Politics of fear can be beaten
by Ken Ferguson • Seldom has radical socialist change been more urgently needed but apparently more difficult to achieve than today.
In Scotland, tens of thousands exist on poverty pay, languish in queues for decent homes, face decades of austerity and service cuts and the atrocities of benefit starvation sanctions see food banks mushroom.
Across the planet the story is the same as the domination of a super rich minority sees four countries officially facing famine, massive flows of refugees fleeing poverty and war and rapidly escalating climate change menacing the actual survival of many nations.
Bubbling up from this toxic soup comes—in a chilling echo of the 1930s—a brand of right wing populism laced with racism which, like its fascist predecessors, poses as the saviour of the workers and promises the return of prosperity.
Of course Trump is the most striking example of this but he is far from alone with soulmates in the Netherlands, Greece, Germany and France all singing the same unsavoury song.
However for Voice readers the most immediately dangerous of this gang is the fake “workers friend” Tory Prime Minister Theresa May who spins a tale of concern for those suffering the consequences of Tory policies while working flat out to intensify them.
According to the house-trained media, May is mistress of all she surveys and is pioneering yet another version of “caring conservatism,” while in fact she is in the vanguard of policies aimed at constructing a country fit for fat cats and speculators.
In Scotland, the UK and across the planet, this prescription is a dead end for the needs and aspirations of the vast majority who are not part of this pampered elite.
Faced with this determined bosses’ power grab, the question for socialists must turn on how to defeat it and then construct a politics based on meeting the needs of both people and planet which creates economic security and protects the menaced environment of the only planet we have.
For a large part of the last 100 years the answer to this question was seen as returning a Labour government, allied to powerful mass trade unions which would use the power of the state to impose a more equal society.
However this approach was abandoned by Blair and Clinton when they endorsed neoliberal market economics and it this abandonment which has created both Labour’s crisis and led to the rise of Trump in the US.
Thirty years of this corrosion has seen the once all-powerful Scottish Labour humbled and the UK party trailing behind May’s class warrior Tories and challenged by the pals of Trump in UKIP’s racists.
Centrally however, this poses the urgent question of how socialists can act to defeat the Tory class assault and open the way to a real, permanent shift of power to the working class majority.
Here in Scotland the Voice and the Scottish Socialist Party have consistently argued that breaking with the British state dominated by City speculators and operating on behalf of a rich elite is an essential first step towards that essential shift in power.
Faced with the gathering prospect of a second independence referendum which can offer the prospects for change, the Voice both welcomes that development but raises serious issues about the content on a second campaign to win a Yes vote.
Despite Scottish Labour’s disarray, they remain firmly in the No camp which will this time be dominated by the Tories who’ll use all their power to keep Scotland in a Tory-dominated UK.
The Voice does not share the view that this will be an easy fight, needing only to build on the 45 per cent from 2014. Rather we say that the unionists will fight even more bitterly to save the unity of their post-Brexit state and this will a tougher fight than ever.

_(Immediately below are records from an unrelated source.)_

PR #158, opened 2020-07-07
[MM-26578] store/sql_pull_request_store: add tests

isacikgoz:
#### Summary
This PR adds tests to the `store/sql_pull_request_store` ~with using [go-sqlmock](https://github.com/DATA-DOG/go-sqlmock)~.

#### Ticket Link
https://mattermost.atlassian.net/browse/MM-26578

### DIFF
--- a/store/sql_pull_request_store_test.go
+++ b/store/sql_pull_request_store_test.go
@@ -11,8 +11,7 @@ import (
 )
 
 func TestPullRequestStore(t *testing.T) {
-	ss, teardown := getTestSQLStore(t)
-	defer teardown()
+	ss := getTestSQLStore(t)
 
 	prs := NewSQLPullRequestStore(ss)
 	prs.(*SQLPullRequestStore).CreateIndexesIfNotExists()
--- a/store/sql_pull_request_store_test.go
+++ b/store/sql_pull_request_store_test.go
@@ -1,0 +1,107 @@
+package store
+
+import (
+	"errors"
+	"regexp"
+	"testing"
+
+	"github.com/mattermost/mattermost-mattermod/model"
+
+	"github.com/DATA-DOG/go-sqlmock"
+	"github.com/stretchr/testify/assert"
+	"github.com/stretchr/testify/require"
+)
+
+func TestPullRequestStore(t *testing.T) {
+	ss, mock, teardown := getMockSQLStore(t)
+	defer teardown()
+
+	prs := NewSQLPullRequestStore(ss)
+
+	t.Run("happy path on Save", func(t *testing.T) {
+		pr := &model.PullRequest{
+			RepoOwner: "owner",
+			RepoName:  "repo-name",
+			Number:    123,
+		}
+
+		mock.ExpectExec("update `PullRequests`").WillReturnResult(sqlmock.NewResult(1, 1))
+
+		npr, err := prs.Save(pr)
+		require.NoError(t, err)
+		assert.Equal(t, pr.RepoOwner, npr.RepoOwner)
+		assert.Equal(t, pr.RepoName, npr.RepoName)
+		assert.Equal(t, pr.Number, npr.Number)
+	})
+
+	t.Run("err on Save", func(t *testing.T) {
+		pr := &model.PullRequest{}
+
+		mock.ExpectExec("update `PullRequests`").WillReturnError(errors.New("some-error"))
+
+		npr, err := prs.Save(pr)
+		require.Error(t, err)
+		assert.Nil(t, npr)
+	})
+
+	t.Run("happy path Get", func(t *testing.T) {
+		pr := &model.PullRequest{
+			RepoOwner: "owner",
+			RepoName:  "repo-name",
+			Number:    123,
+		}
+
+		rows := sqlmock.NewRows([]string{"RepoOwner", "RepoName", "Number"}).
+			AddRow("owner", "repo-name", 123)
+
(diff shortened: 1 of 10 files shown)


agnivade:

In particular, there needs to be great caution with the assumption that because Scotland voted Remain last year, the pro-EU case will automatically deliver a Yes vote this time. This belief simply ignores the hard lessons of 2014 and in particular the work of the left in that campaign.

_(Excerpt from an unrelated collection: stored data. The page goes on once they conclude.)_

PR #160, opened 2020-07-08
Add missing colmap

ethervoid:
#### Summary

This PR adds a missing colmap not included in #154


ethervoid:
I'm also going to include the needed migration here. I'm going to create a new ticket to include a DB migration process in mattermod too

agnivade:
> I'm going to create a new ticket to include a DB migration process in mattermod too

That sounds great. Let's chalk up a proper migration design from scratch and think of if we can remove gorp altogether. These will come handy while applying the learnings to the server repo.

PR #164, opened 2020-07-08
[MM-26798] Fix automerge error with null columns

ethervoid:
#### Summary

This PR:

- Fixes the automerge error with null values from the new column called `MaintainerCanModify`
- Includes the used migration SQL to upgrade the DB including the new column

#### Ticket Link

https://mattermost.atlassian.net/browse/MM-26798


ethervoid:
@metanerd When this changed is deployed is going to update a ton of PRs because is going to update the `maintainer_can_modify` flag for all of them. This only is going to affect open PRs given that the `Tick` method only updates those

model/pull_request.go
```diff
@@ -27,5 +28,5 @@ type PullRequest struct {
 	BuildLink           string
 	URL                 string
 	CreatedAt           time.Time
-	MaintainerCanModify bool
+	MaintainerCanModify sql.NullBool
```
agnivade, line 31: Hmm.. this is okay for now, but I'll prefer a separate mapping which maps SQL objects to model objects. Right now, this leaks the abstraction that `PullRequest` is tied to a SQL query which does not make it very flexible.

We can scan a separate object having `sql.NullBool` and then map it to PullRequest which can have a normal `bool` pointer field.

ethervoid: Agree

PR #301, opened 2022-03-24
Revert using combined status instead of specific github status context.

metanerd:
#### Summary
 This is a partial revert, fixing the e2e-spam, but not using the specific GitHub status context to only require docker build steps to pass. The whole CI pipeline still needs to pass.


saturninoabril (approved):
Thanks Elisabeth!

Key to winning the Yes majority in working class cities like Dundee and Glasgow was the creation of a belief that, in supporting independence, voters were opening the way to radical change which would dramatically improve their lives in real issues such as jobs, housing, health and ending austerity.

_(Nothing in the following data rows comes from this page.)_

PR #304, opened 2022-03-31
[MM-42724] Trigger E2E tests through PR labeling

mvitale1989:
#### Summary

This PR adds the possibility to trigger E2E tests by labeling the PR. The label value is configurable in the `E2ETriggerLabel` config key, which in the config sample template is set to `QA review/deferred`.
This is in addition to the usual trigger through the `/e2e-test` comment text, which continues working.

#### Ticket Link

Fixes https://github.com/mattermost/mattermost-server/issues/19829


metanerd:
Thank you for the PR @mvitale1989 !

server/e2e_test_qa_workflow.go
```diff
@@ -0,0 +1,101 @@
...
+			mlog.Err(e2eTestQAErr))
+		return
+	}
+
+	mlog.Debug("Determined that the event should trigger the E2E test",
+		mlog.Int("pr", pr.Number),
+		mlog.String("repo", pr.RepoName))
+	err = s.handleE2ETest(ctx, s.Config.Username, pr, "")
+	if err != nil {
+		mlog.Error("Error in triggering the E2E test from PR event",
```
saturninoabril, line 80:
```suggestion
		mlog.Error("Error in triggering the E2E test from PR's label event",
```

server/e2e_test_qa_workflow.go
```diff
@@ -0,0 +1,101 @@
...
+			mlog.Int("pr", pr.Number),
+			mlog.String("repo", pr.RepoName),
+			mlog.Err(err))
+	}
+}
+
+func hasMoreThanOneApproval(reviews []*github.PullRequestReview) bool {
```
saturninoabril, line 87: The naming seemed to be not accurate since the for loop returns true for atleast one "approved" state.

server/e2e_test_qa_workflow.go
```diff
@@ -0,0 +1,101 @@
...
+	for _, review := range reviews {
+		if *review.State == "approved" {
```
saturninoabril, line 89: I've seen "approved" in another place (corresponding test). Should we make it as constant?

saturninoabril (changes requested):
Thanks @[mvitale1989](https://github.com/mvitale1989). Overall looks good to me! Please see comments.

config/config-mattermod.default.json
```diff
@@ -66,6 +66,7 @@
     "E2EServerReponame": "",
     "E2EWebappStatusContext": "",
     "E2EServerStatusContext": "",
+    "E2ETriggerLabel": "QA review/deferred",
```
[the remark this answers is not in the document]
metanerd: Agreed, we can reuse the existing labels. This config is a dummy config. The real config is internally. I will add you as reviewer for the real config, before we deploy this change.

server/e2e_test_qa_workflow.go
```diff
@@ -0,0 +1,101 @@
+package server
```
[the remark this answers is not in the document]
metanerd: I am fine with renaming this. Naming is hard.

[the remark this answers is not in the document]
mvitale1989: Sounds good to me, renamed to `server/e2e_test_from_label.go` as suggested

server/e2e_test_qa_workflow.go
```diff
@@ -0,0 +1,101 @@
...
+	default:
+		panic("unhandled error type")
+	}
+}
+
+type E2ETestQAError struct {
+	source string
+}
+
+func (s *Server) triggerE2ETestFromPRChange(ctx context.Context, pr *model.PullRequest) {
```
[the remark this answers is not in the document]
mvitale1989: sgtm, consistent with the `TestFromLabel` suffixing. Renamed

server/e2e_test_qa_workflow.go
mvitale1989: totally right, renamed to `hasAtLeastOneApproval`

server/e2e_test_qa_workflow.go
mvitale1989: Done

server/e2e_test_qa_workflow.go
```diff
@@ -0,0 +1,101 @@
...
+	case e2eTestQAMsgPRNotMergeable:
+		return "e2e not running, pr not in mergeable state"
+	case e2eTestQAMsgPRHasNoApprovals:
+		return "e2e not running, pr has no approval"
+	default:
+		panic("unhandled error type")
+	}
+}
+
+type E2ETestQAError struct {
```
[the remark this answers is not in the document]
mvitale1989: Makes sense, changed all instances of `QA*` to `FromLabel*`

mvitale1989:
Thank you for the suggestions, I applied them locally to also update other related lines.
However i also noticed a problem in the reliability of the tests, after the move to a separate file. Will fix tomorrow

mvitale1989:
Fixed. 
The issue was a race condition about the shared usage of the `msg` variable across test cases: both the testing framework and the HTTP server implementations use goroutines, but they're not always synchronized it seems, so the changing of `msg` in a test case could happen _before_ the previous test case's HTTP request handling was completed, which leads to occasional failed assertions (depends on which goroutine wins the race).

server/e2e_test_from_label.go
```diff
@@ -0,0 +1,102 @@
...
+			mlog.Err(err))
+		return
+	}
+	if !hasAtLeastOneApproval(prReviews) {
+		e2eTestFromLabelErr = &E2ETestFromLabelError{source: e2eTestFromLabelMsgPRHasNoApprovals}
+		mlog.Warn("Not triggering E2E test, due to missing required approvals",
+			mlog.Int("pr", pr.Number),
+			mlog.String("repo", pr.RepoName),
+			mlog.Err(e2eTestFromLabelErr))
+		return
```
saturninoabril, line 55: @mvitale1989 @metanerd How are we going to deal with error which caused not to run E2E automatically so that a PR will not miss E2E run before merge?

saturninoabril (commented):
Thanks Mario for updating!

server/e2e_test_from_label.go
metanerd: We are not dealing with that at the moment. Let's deal later with it, when we see it happening? I have an idea, but we have to be able to fully rely on our infrastructure for the tests, otherwise teams will complain to not being able to merge.

saturninoabril (approved):
Thanks @mvitale1989! Looks good to me and looking forward to see this in action soon.

Phrynobatrachus (approved):
Cool! I haven't fully done a local setup but tests and code overall LGTM, don't want to block this extra time. Thanks!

The danger of the current focus, particularly but not exclusively by the SNP, on independence as an answer to Brexit rather than a vital change capable of opening the way to policies meeting the needs of Scotland’s working class majority, is very real.
While the democratic deficit highlighted by the Brexit vote is important, we do not believe it will be anything like sufficient to win a Yes vote. Indeed it would ignore the fact that Scotland, inside the EU at present, is a deeply unequal country dominated by the wealthy elite.
If independence is to be won, then any campaign must offer an alternative vision which shows how the powers of independence can effect real change in better jobs and wages, providing high quality rented housing, evicting profiteers—including SNP-backer Brian Souter—from our buses and trains.
In campaigning for independence, we are seeking a massive change in the direction of Scotland and the power structures which control it.
Such a radical vision will only be won with a real vision of change rather than one of Westminster transferred to Edinburgh.